Nucleic acid (NA), an integral component controlling cellular behaviours, hold tremendous potential when modulated. Over the past decade or so, we have seen increasing usage of NA interferences (NAi) for restoring altered cell functions. Being relatively large and anionic, NAi are conventionally loaded within certain carrier (e.g. polymeric, liposomal) for efficient cellular internalization. More recently, DNA origami, programmed folding of DNA strands into a 3D conformation (framework nucleic acids, FNA), have been experimented to enable “carrier-less” NA delivery into cells.

            One significant advantage of FNA is its highly-precise shape and size, promising consistent delivery efficiency. However, its in vivo application through systemic application have thus far been limited with its short lifespan, resulting in poor availability at disease site. Being a lab which specializes in transdermal diagnosis and drug delivery, through collaboration with the FNA expert Prof. Chunhai Fan, we set to explore whether topical application is an amiable route for FNA application, especially for local treatment of skin diseases like melanoma tumor (Figure 1).¹

Figure 1. Framework nucleic acid (FNAs) as nanocarrier for transdermal drug delivery (TDD). a) FNAs with distinct shape and size between 20 to 200 nm are fabricated through programmed folding of DNA strands. b) Size-dependent skin penetration is observed, with 20 nm tetrahedral (TH21) FNAs penetrating the deepest from skin periphery. c) To prove its efficacy as TDD carrier, TH21 is intercalated with doxorubicin (DOX) to treat melanoma tumor model. d) TH21 successfully delivers DOX to tumor site, significantly more than topically-applied free DOX (tDOX) and comparable to when DOX is injected intratumorally (iDOX).      

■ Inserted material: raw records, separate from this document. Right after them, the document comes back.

PR #1418, opened 2026-08-10
OSIDB-5189: fix workflow task creation latency (queue isolation + schedule dedup)

AlejandroMinaya:
## Summary

Celery-backed workflow task creation (Jira task on the OSIM Jira project) was taking 10-30 minutes instead of the required <1 minute SLA. Verified the actual root causes against real evidence (not just the ticket's suggested fix) and addressed the two confirmed ones:

1. **Head-of-line blocking on a shared queue.** Interactive, per-flaw tasks (Jira task sync/transition, BZ sync) shared the single `default` Celery queue with long-running periodic/bulk collector imports (Bugzilla, Jira, CVE.org, NVD, OSV, product-definitions, ...). A bulk import could occupy every worker slot, delaying interactive tasks behind it even though the interactive work itself only takes a couple of seconds.
2. **Redundant/duplicate task scheduling.** `JiraTaskSyncManager` didn't dedup like its siblings (`JiraTaskTransitionManager`), so a burst of saves on the same flaw could enqueue several redundant sync tasks, adding to the queue congestion. The dedup logic itself then had its own bug (a stale timestamp corrupting the "already scheduled" check) and a check-then-act race under real concurrency, both fixed here.

## Changes

- Route periodic/bulk collector tasks to a new `collectors` Celery queue, backed by a dedicated worker, so they can no longer starve interactive syncs on `default`.
- `JiraTaskSyncManager` now uses `SyncManagerMode.EXCLUSIVE` + the same `LockableTaskWithArgs` lock already used by `JiraTaskTransitionManager`, collapsing redundant schedules for the same flaw into a single reschedule instead of duplicate tasks.
- Fixed `SyncManager.schedule()`'s dedup check, which only worked for the first duplicate call in a burst (a stale `last_scheduled_dt` write corrupted the `is_scheduled()` check for subsequent calls).
- Serialized `schedule()`'s check-then-act sequence with `select_for_update()` so two truly concurrent calls for the same sync_id can't both pass the checks and both enqueue.

## Tests

- `osidb/tests/test_celery_routing.py`: routing-table tests (no broker needed) proving collector tasks route to `collectors` and interactive sync tasks stay on `default`.
- `osidb/tests/test_sync_manager.py`: reschedule/dedup tests for `JiraTaskSyncManager`, including a third-schedule-call regression test and a `TransactionTestCase` with two real threads proving the `select_for_update()` locking actually serializes concurrent callers.

## Not included (kept out of scope, flagged for follow-up)

- Bumping worker count / concurrency (the ticket's suggested fix) — treats the symptom, not the two root causes above; can still be layered on top if needed.
- Removing the redundant per-save `check_for_reschedules()` calls in `Flaw` (duplicates the 10-min periodic beat safety net).
- Alerting on schedule-to-start latency exceeding the 1-minute SLA.

### DIFF
--- a/osidb/sync_manager.py
+++ b/osidb/sync_manager.py
@@ -10,6 +10,7 @@ from django.conf import settings
 from django.db import models, transaction
 from django.db.models import F, Q
 from django.utils import timezone
+from rhubarb.exceptions import ConcurrentExecutionException
 from rhubarb.tasks import LockableTaskWithArgs
 
 from config.celery import app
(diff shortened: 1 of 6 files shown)


AlejandroMinaya:
@coderabbitai review

AlejandroMinaya:
@coderabbitai I've addressed your comments. Please review again

osidb/sync_manager.py
```diff
@@ -760,7 +815,16 @@ def __str__(self):
...
+    @app.task(
+        base=LockableTaskWithArgs,
+        name="sync_manager.jira_task_sync",
+        bind=True,
+        # Must last at least MAX_RUN_LENGTH - the same threshold
+        # is_in_progress()/check_for_reschedules() use to decide a run is
+        # stuck - or the Redis lock could expire while a still-legitimate
+        # run is in flight, letting a concurrent duplicate through.
+        lock_ttl=int(SyncManager.MAX_RUN_LENGTH.total_seconds()),
+    )
```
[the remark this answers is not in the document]
AlejandroMinaya: I've addressed this in the newly pushed commits. Please verify

osoukup (approved):
LGTM

osidb/sync_manager.py
```diff
@@ -741,6 +795,32 @@ def sync_task(task, flaw_id, **kwargs):
...
+    """
+
+    default_retry_delay = 30
+    max_retries = int(SyncManager.MAX_RUN_LENGTH.total_seconds() // 30) + 10
+
+    def before_start(self, task_id, args, kwargs):
+        try:
+            super().before_start(task_id, args, kwargs)
+        except ConcurrentExecutionException as exc:
+            raise self.retry(exc=exc, countdown=self.default_retry_delay)
```
Elkasitu, line 821: consider exponential backoff

Elkasitu (commented):
Before merging this we need a corresponding `osidb-ops` MR that either adds another Deployment with the new queue or adds the new queue to the existing Deployment, otherwise workers won't be assigned to the new queue in non-local environments.

osidb/sync_manager.py
AlejandroMinaya: I like the idea. I think we should add it in the follow-up

PR #1431, opened 2026-08-13
OSIDB-5318: Fix Jira Target Release field being ignored

JakubFrejlach:
This PR fixes Jira field Target Release being ignored and field Target Version being used instead. Hardcoded ID values of Target Relase field got stale and thus OSIDB failed to find it and since some of the Jira projects can have both Target Relase and Target Version available at the same time, at fallback wrongly to Target Version.


osoukup (approved):
LGTM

            Evaluating 8 FNAs with distinct shape and size (ranging between 20-200nm), we noted size-dependent skin penetration of FNA, with 20nm tetrahedral FNAs (TH21) reaching well into the dermis region. In order to ascertain structural integrity during its penetration, we incorporated Förster resonance energy transfer (FRET) tagging mechanism into TH21. Evaluating its fluorescence across skin depth, minimal FRET deactivation suggested retention of integrity. Finally, we demonstrated its efficacy as transdermal drug carrier for doxorubicin melanoma treatment. Compared to other topical nanocarrier platforms, TH21 showed 2-fold enhanced efficacy stemming from its penetration.    

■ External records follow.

PR #1436, opened 2026-08-18
OSIDB-5400, OSIDB-5343: Fix ACE false-positive AFFECTED for container PURLs and disjoint OSV ranges

ByteHackr:
## Summary

This PR fixes two distinct ACE bugs that caused false-positive affects.

**OSIDB-5400: Container/OCI PURLs with no extractable version**

- `_osv_version_status()` only extracted version from `purls[0]`, which is empty for container/OCI PURLs. The actual dependency version in `sources[].dependencies[].version` was never checked, leading to `osv_status=no_version`.
- The `NO_VERSION` status fell through to `auto_resolve()` → `AFFECTED/DELEGATED`, creating false-positive trackers for components outside the affected range.
- Adds `_extract_version_from_result()` to extract versions from `sources.dependencies` (filtered by query component name) and `build_nvr` as fallbacks, and treats `NO_VERSION` as `NEW/NOVALUE` instead of `AFFECTED/DELEGATED`.
- Only OCI PURLs skip the PURL version; `generic` and `github` PURLs use their version directly when present.

**OSIDB-5343: Disjoint OSV version ranges silently dropped**

- `osv_entry_to_package_info()` only captured the first introduced/fixed pair per range object. Multiple disjoint intervals within the same advisory (e.g. jackson-core across 2.15.x, 2.19.x, and 3.x) were lost.
- `match_component_to_upstream()` only returned the first matching entry, discarding ranges from other `affected[]` blocks for the same component.
- Introduces `_RangeGroup` dataclass and collects all introduced/fixed pairs (including open-ended introduced-only entries with no fix yet). `affected_range()` emits `||`-separated OR groups that `parse_version_range_or()` can parse.
- Merges range groups across multiple matching upstream_purls entries into a single `OsvPackageInfo`.

### DIFF
--- a/apps/ace/tasks.py
+++ b/apps/ace/tasks.py
@@ -446,7 +446,7 @@ def _handle_go_stdlib(
         "marked_notaffected": 0,
     }
 
-    def _run_phase(phase_description, results):
+    def _run_phase(phase_description, results, query_name=""):
         stats = _sync_affects_from_results(
             flaw,
             results,
@@ -454,6 +454,7 @@ def _handle_go_stdlib(
             ps_modules,
             ecosystem="golang",
             upstream_purls=upstream_purls,
+            resolved_name=query_name or component,
         )
         for key in stats:
             totals[key] += stats[key]
@@ -472,7 +473,7 @@ def _handle_go_stdlib(
             builds_only=True,
             no_community=True,
         )
-        _run_phase("Phase 1 (golang builds)", results)
+        _run_phase("Phase 1 (golang builds)", results, query_name="golang")
     except Exception as exc:
         logger.warning("Go stdlib Phase 1 failed for flaw=%s: %s", flaw.uuid, exc)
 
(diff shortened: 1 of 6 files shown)


apps/ace/tasks.py
```diff
@@ -720,6 +766,9 @@ def _sync_affects_from_results(
                     NotAffectedJustification.VULN_CODE_NOT_PRESENT
                 )
                 marked_notaffected += 1
+            elif osv_status is OsvStatus.NO_VERSION:
+                affect.affectedness = Affect.AffectAffectedness.NEW
+                affect.resolution = Affect.AffectResolution.NOVALUE
```
Elkasitu, line 789: This means that the automation cannot progress, as one of the requirements for coming out of the `ANALYSIS` step is to have all affects resolved.

We might need to add the `manual-triage` label to the flaw so that analysts can pick up on it and resolve remaining affects so that the flaw can progress

Elkasitu (commented):
Thanks for the contribution! I believe this also fixes OSIDB-5343 so could you include that in the `CHANGELOG.md`?

Some of the tests and checks are failing, could you fix those? Once that's done we can merge.

Elkasitu:
@coderabbitai full review

ByteHackr:
This PR addresses two distinct ACE bugs. OSIDB-5400 fixes false-positive AFFECTED/DELEGATED affects for container/OCI PURLs where no package version could be extracted (osv_status=no_version) — ACE now tries sources.dependencies and build_nvr as fallback version sources, and treats genuinely versionless results as NEW/NOVALUE instead of auto-resolving them. OSIDB-5343 fixes a separate issue where ACE silently dropped disjoint OSV version ranges (e.g. multiple introduced/fixed pairs within one advisory), causing components inside a later vulnerable range to be incorrectly marked NOTAFFECTED — ACE now collects all range groups and joins them with || OR logic for correct evaluation.

Elkasitu:
@coderabbitai full review

apps/ace/tasks.py
osoukup: No problem to add such affects instead of the implicit (skipped) analysis but I agree that then we should move the flaw to the manual workflow as no affects-resolving automation exists yet.

Elkasitu:
@coderabbitai full review

AlejandroMinaya:
@coderabbitai full review

Elkasitu:
@coderabbitai full review

Elkasitu (approved):
LGTM, could you please squash your commits? Thank you! Ah, also, you need to GPG-sign your commits otherwise merging is blocked.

            While FNA colocalization with hair follicles in skin histology suggests role of appendages in facilitating its penetration, the extent to which it is regulated by FNA properties (size, shape, etc.) remains unclear. Naturally, the next step for this study is to elaborate more on FNA penetration mechanism. Ideally, we want a tight correlation between FNA physical properties with its penetration ability, allowing the generation of FNA ‘tool set’ for any particular desired depth. Besides, it will be interesting to explore its adaptation to pathological skin conditions requiring gene expression modulation, like keloid or hypethropic scarring. 

Reference:

1. Wiraja, C. et al. Framework nucleic acids as programmable carrier for transdermal drug delivery. Nature Communications 10, 1147, doi:10.1038/s41467-019-09029-9 (2019).